The first grant of the Dangoor Center for Personalized Medicine has been awarded to a project using innovative epigenetic methods in order to enhance diagnosis and treatment of patients with acute coronary disease.
Cardiovascular diseases are defined by the patient’s loss of flexibility in his or her blood vessels or his or her obstructed and diminished blood flow. This class of diseases is the #1 cause of death in the western world, accounting for one in three deaths in Israel and one in four deaths in the UK and in the US, and a large proportion of pre-mature deaths.
Cardiovascular diseases include acute coronary syndrome, other heart events, stroke, diabetes and metabolic syndrome, and kidney failure. In all of these diseases, a vital organ or tissue, such as the heart muscle, brain, or kidney, fails to receive nutrition and oxygen; and in all, there is a process of escalating inflammation leading to final collapse and a threat to life.
Associated with cardiovascular disease is atherosclerotic plaque. This plaque—which is made up of fat, cholesterol, calcium, and other substances— is present in all people, but in some people it accumulates in greater amounts on the inner surfaces of arteries. Too much accumulation obstructs blood flow to the limbs and can result in ischemia and consequently organ failure and death. Sudden rupture of accumulated plaque with its subsequent avalanche of debris can clog arteries and lead to acute ischemia, acute cardiac infarction, and stroke—which in a matter of minutes can lead to the loss of a limb, of heart function, and of parts of the brain essential for higher level cognition. And too often it results in death.

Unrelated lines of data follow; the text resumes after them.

PR #776, opened 2025-04-17
feat(sidecar): use nanosecond timestamp for captured filenames

### LINKED ISSUE #775: bug: sidecar capture filename conflict
### Environment

- node v22.14.0
- spotlight v2.12.0
- sidecar v1.11.2

### Steps to Reproduce

1. run sidecar in capture mode (`SPOTLIGHT_CAPTURE=1`)
2. send a burst of events (i.e. test suite)

### Expected Result

each capture should be saved to a unique file.

### Actual Result

some files are written multiple times with different content, leading to data loss due to overwrites.

Image

cruzdanilo:
fixes #775

### DIFF
--- a/packages/sidecar/src/main.ts
+++ b/packages/sidecar/src/main.ts
@@ -179,7 +179,7 @@ const streamRequestHandler = (buffer: MessageBuffer<Payload>, incomingPayload?: 
         }
 
         if (process.env.SPOTLIGHT_CAPTURE || incomingPayload) {
-          const timestamp = new Date().getTime();
+          const timestamp = BigInt(Date.now()) * 1_000_000n + (process.hrtime.bigint() % 1_000_000n);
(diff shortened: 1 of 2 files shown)


packages/sidecar/src/main.ts
```diff
@@ -179,7 +179,7 @@ const streamRequestHandler = (buffer: MessageBuffer<Payload>, incomingPayload?:
         }
 
         if (process.env.SPOTLIGHT_CAPTURE || incomingPayload) {
-          const timestamp = new Date().getTime();
+          const timestamp = BigInt(Date.now()) * 1_000_000n + (process.hrtime.bigint() % 1_000_000n);
```
BYK, line 182: I'd love to use [uuidv7](https://uuid7.com/) for this but what you do works and is dependency-free so 🤷🏻‍♂️

BYK (approved):
Thanks so much!

packages/sidecar/src/main.ts
cruzdanilo: it also keeps the files chronologically sorted

Issue #694, opened 2025-02-05
Add flamegraphs for profiles


BYK:
We now have support for profiles (#565) and will have support for continuous profiling (#567) so we'd better have an aggregate profile view, where a flamegraph is the industry standard. These will ideally have their dedicated tab.

This component may help: [getsentry/sentry@master/static/app/components/profiling/flamegraph/flamegraphPreview.tsx](https://github.com/getsentry/sentry/blob/master/static/app/components/profiling/flamegraph/flamegraphPreview.tsx?rgh-link-date=2024-11-29T09%3A35%3A29Z)

BYK:
We should also try a sunburst chart: https://github.com/vasturiano/react-sunburst-chart

BYK:
@tylersayshi shared this library: https://github.com/antfu/nanovis and it looks awesome.

[![Image](https://github.com/user-attachments/assets/f6462e00-9c3e-49d5-a2ff-b83cafb4e3e3)](https://node-modules.dev/chart/sunburst#selected=@spotlightjs/spotlight@2.12.0&install=@spotlightjs/spotlight)

It even supports on-the-fly switching between sunburst, flamegraph, _and_ a tree map!

Shubhdeep12:
hey @BYK ,

I think [nanovis](https://github.com/antfu/nanovis) is a great option for visualisation.

I did a quick PoC that parses the profile and maps it to a Flamegraph and other visualisations:

https://github.com/user-attachments/assets/95ad4cd0-2fe2-4557-8f6d-4b7f67afb3b5


The data shown here is from a single profile, it's not an aggregated Flamegraph.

One central mystery of medicine is why some plaques are especially prone to rupture. Understanding how plaques develop and how they rupture is crucial for treating and preventing these tragedies. Ostensibly, the reason for plaque formation, as well as its content and clinical course of events, differ from one patient to another, and recognizing that coulad vastly improve medical management. Dangoor Center researchers are now working to do precisely that.
Plaque does not act on its own. Platelets, white cells sub-type, specific lipoproteins are associated with the formation of the thrombin-platelet clot and “angry blood.” Extensive research over more than a century yielded a number of prognostic variables, showing for example that plasma levels of high-density lipoprotein cholesterol (HDL-C) are inversely associated with cardiovascular disease. Such findings however have not translated into effective treatments. Increasing HDL-C levels, for example, would be a promising therapeutic strategy. However, recent extensive, closely-watched clinical trials, of three orally-active agents which raise HDL-C levels, all failed. This highlights how little we understand the biology of HDL particles.
The Dangoor Center researchers heading this project hypothesize that the missing link in our understanding of the biological process is a particular group of nucleic acids, mainly micro-RNAs. Some of these nucleic acids would be critical agents in the escalating inflammation that promotes clogging of blood vessels, while others would attenuate inflammatory processes and would therefore be protective of consequent diseases. To explore this hypothesis, they are characterizing the nucleic acids, mainly micro-RNAs, found in the blood, cells, and plaques of participating patients, and seeking statistical relationships between the presence of each micro-RNA and variables which have been shown to predict cardiovascular disease.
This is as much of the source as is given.